PROJECT SUMMARY/ABSTRACT
Nontuberculous mycobacteria (NTM) cause an emerging, chronic, and challenging to treat pulmonary disease
(PD) whose numbers now undeniably surpass tuberculosis cases in the United States (U.S.) and other
geographic regions globally. NTM infections are notoriously difficult and expensive to eradicate, prone to relapse
and reinfection, and refractory to current anti-mycobacterial therapies. The environmental niches of NTM also
remain largely ill-defined. This lack of knowledge contributes to the on-going frustration to understand where
these pulmonary infections are acquired.
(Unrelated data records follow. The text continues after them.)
PR #4699, opened 2026-09-02
feat: Add include_system_managed attribute in service account plural datasources

manupedrozo:
## Description

Updated autogen to set optional+computed query params to optional only, these attributes are never returned by the API so the spec defining a default should not promote them to computed.
Regenerated service account resources to add `include_system_managed`.
No other autogen resource is impacted by the change.

Keeping this change separated from the MCP Config dev branch to avoid mixing codegen changes with new MCP resources.

Testing: 
* Will add/update acc tests in the MCP Config dev branch - We need an MCP config to verify its service account is returned by the SA plural DS when `include_system_managed = true`.
* Manually verified that the query param works as expected for both datasources.

Link to any related issue(s): CLOUDP-433211

## Type of change:

## Required Checklist:

### DIFF
--- a/internal/serviceapi/serviceaccount/plural_data_source_schema.go
+++ b/internal/serviceapi/serviceaccount/plural_data_source_schema.go
@@ -14,6 +14,11 @@ import (
 func PluralDataSourceSchema(ctx context.Context) dsschema.Schema {
 	return dsschema.Schema{
 		Attributes: map[string]dsschema.Attribute{
+			"include_system_managed": dsschema.BoolAttribute{
+				Computed:            true,
+				Optional:            true,
+				MarkdownDescription: "Flag that indicates whether system-managed Service Accounts (such as those used for MCP ingress/egress integrations) are included in the response. When false, only user-managed Service Accounts are returned.",
+			},
 			"org_id": dsschema.StringAttribute{
 				Required:            true,
 				MarkdownDescription: "Unique 24-hexadecimal digit string that identifies the organization that contains your projects.",
@@ -83,8 +88,9 @@ func PluralDataSourceSchema(ctx context.Context) dsschema.Schema {
 }
 
 type TFPluralDSModel struct {
-	OrgId   types.String                                        `tfsdk:"org_id" autogen:"omitjson"`
-	Results customtypes.NestedListValue[TFPluralDSResultsModel] `tfsdk:"results" autogen:"omitjson"`
+	IncludeSystemManaged types.Bool                                          `tfsdk:"include_system_managed" autogen:"omitjson"`
+	OrgId                types.String                                        `tfsdk:"org_id" autogen:"omitjson"`
+	Results              customtypes.NestedListValue[TFPluralDSResultsModel] `tfsdk:"results" autogen:"omitjson"`
 }
 type TFPluralDSResultsModel struct {
 	ClientId    types.String                                               `tfsdk:"client_id" autogen:"omitjson"`
--- a/internal/serviceapi/serviceaccount/plural_data_source_schema.go
+++ b/internal/serviceapi/serviceaccount/plural_data_source_schema.go
@@ -15,7 +15,6 @@ func PluralDataSourceSchema(ctx context.Context) dsschema.Schema {
 	return dsschema.Schema{
 		Attributes: map[string]dsschema.Attribute{
 			"include_system_managed": dsschema.BoolAttribute{
-				Computed:            true,
 				Optional:            true,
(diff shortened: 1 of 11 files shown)


tools/codegen/gofilegen/datasource/data_source_file.go
```diff
@@ -79,16 +79,15 @@ func pluralizeName(name string) string {
...
 func getQueryParams(attributes codespec.Attributes) []codetemplate.Param {
 	var queryParams []codetemplate.Param
 
 	for i := range attributes {
-		// Only consider optional attributes as query parameters
-		if attributes[i].ComputedOptionalRequired == codespec.Optional {
+		if attributes[i].ComputedOptionalRequired == codespec.Optional || attributes[i].ComputedOptionalRequired == codespec.ComputedOptional {
 			param := codetemplate.Param{
 				PascalCaseName: stringcase.Capitalize(attributes[i].TFModelName),
-				CamelCaseName:  stringcase.Uncapitalize(attributes[i].APIName),
```
EspenAlbert, line 91: why remove this?

EspenAlbert (approved):

manupedrozo:
I think we can actually make this new attr computed only. Will verify before merging.

tools/codegen/gofilegen/datasource/data_source_file.go
manupedrozo: The query param must match the API name for the attribute, we shouldn't modify it here. 
Was not breaking anything since the norm is for API names to start with a lowercase, just preventing a potential future issue.

internal/serviceapi/serviceaccount/plural_data_source_schema.go
```diff
@@ -14,6 +14,11 @@ import (
 func PluralDataSourceSchema(ctx context.Context) dsschema.Schema {
 	return dsschema.Schema{
 		Attributes: map[string]dsschema.Attribute{
+			"include_system_managed": dsschema.BoolAttribute{
+				Computed:            true,
+				Optional:            true,
+				MarkdownDescription: "Flag that indicates whether system-managed Service Accounts (such as those used for MCP ingress/egress integrations) are included in the response. When false, only user-managed Service Accounts are returned.",
+			},
```
AgustinBettati, line 20: Would expect this attribute to be optional only right? considering it is not present in the API response.

manupedrozo: Yup, same https://github.com/mongodb/terraform-provider-mongodbatlas/pull/4699#issuecomment-5508033180

Taking a different approach for codegen to adjust these to optional so we don't need to override manually moving forward.

tools/codegen/models/service_account.yaml
```diff
@@ -337,8 +337,20 @@ data_sources:
               present_in_any_response: false
               request_only_required_on_create: false
     plural:
-        description: Returns all Service Accounts for the specified Organization.
+        description: Returns all Service Accounts for the specified Organization. By default, system-managed Service Accounts are excluded. Set `includeSystemManaged=true` to include them.
```
AgustinBettati, line 340: q: How does a user who sets include_system_managed = true know which entries are system-managed? I had the vague memory each result had a boolean flag `is_system_managed` but that does not seem to be the case.

manupedrozo: Yes! We touched on this with upstream, there is no public field on the SA yet. Lets follow up offline.

internal/serviceapi/serviceaccount/plural_data_source_schema.go
manupedrozo: See [5b3d8e3](https://github.com/mongodb/terraform-provider-mongodbatlas/pull/4699/commits/5b3d8e32473960606b1b5df319539f1ab5dc3e76)

tools/codegen/codespec/api_to_provider_spec_mapper.go
```diff
@@ -323,6 +323,14 @@ func queryParamsToAttributes(op *high.Operation) (Attributes, error) {
 			log.Printf("[WARN] Query param %s could not be mapped: %s", paramName, err)
 			continue
 		}
+
+		// Query params are never returned in API responses.
+		// When the spec defines a default, these are promoted to ComputedOptional.
+		// Roll them back to Optional only.
+		if parameterAttribute.ComputedOptionalRequired == ComputedOptional {
```
AgustinBettati, line 330: nice, agree this should be during the model generation phase

AgustinBettati (approved):
LGTM

antellezr-mdb (approved):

In the U.S., Hawai’i is a geographic hot spot for NTM PD. Our work in
Hawai’i revealed an abundance of respiratory important NTM including Mycobacterium abscessus subsp.
abscessus, Mycobacterium avium, and Mycobacterium chimaera in household and non-household water
biofilms and soil. A unique environmental factor that may impact NTM PD in Hawai’i is exposure to aerosol
pollutants from the Kilauea volcano, one of the most actively erupting volcanoes on Earth. Fine volcanic ash
particles can be breathed deep into the lungs causing irritation and cough. But, is it possible for volcanic ash to
also carry infectious NTM? Through our data, we show microbiological culture of viable M. abscessus, M. avium,
and M. chimaera from ash recovered during the 2018 eruption of Kilauea and also from the Kilauea environment,
supporting the possibility of volcanic ash as a newly described fomite for NTM. We demonstrate Kilauea ash is
not directly toxic to Kilauea-derived NTM and that ash exposure reduces NTM control by human macrophages.
Our project’s broad, long-term objective is to elucidate the innate immunological mechanisms used by human
lung cells in response to NTM infection and aerosol pollutants such as volcanic ash, providing implications that
extend beyond Hawai’i with millions of people worldwide living within kilometers of actively erupting volcanoes.
Herein, we leverage our unique collection of volcanic ash and NTM isolates recovered from Kilauea ash, the
Kilauea environment, and other Hawai’i and non-Hawai’i samples to test the hypothesis that Kilauea ash
exacerbates control of NTM infection by healthy lung cells through antagonizing NLRP3 inflammasome-mediated
pyroptosis defenses. In this proposal, we will: (i) Investigate the biological consequences of Kilauea ash
exposures on Kilauea NTM fitness in the absence of host cells and (ii) Determine the effect of Kilauea ash on
NLRP3 inflammasome-mediated pyroptosis in clearance of NTM using primary human alveolar macrophages
and airway epithelial cells cultured at the air-liquid interface from healthy donors, but also introduce a new 3D
apical out airway epithelial organoid culture system to study innate immune responses to Kilauea NTM and
Kilauea ash. The study’s broad application will be a reduction in the biological uncertainties surrounding how
exposure to specific environmental respiratory pollutants of global significance such as volcanic ash influences
NTM survival inside and outside of healthy human lung cells, while simultaneously informing risk assessments
and therapeutic interventions in response to respiratory infections and volcanic ash exposures.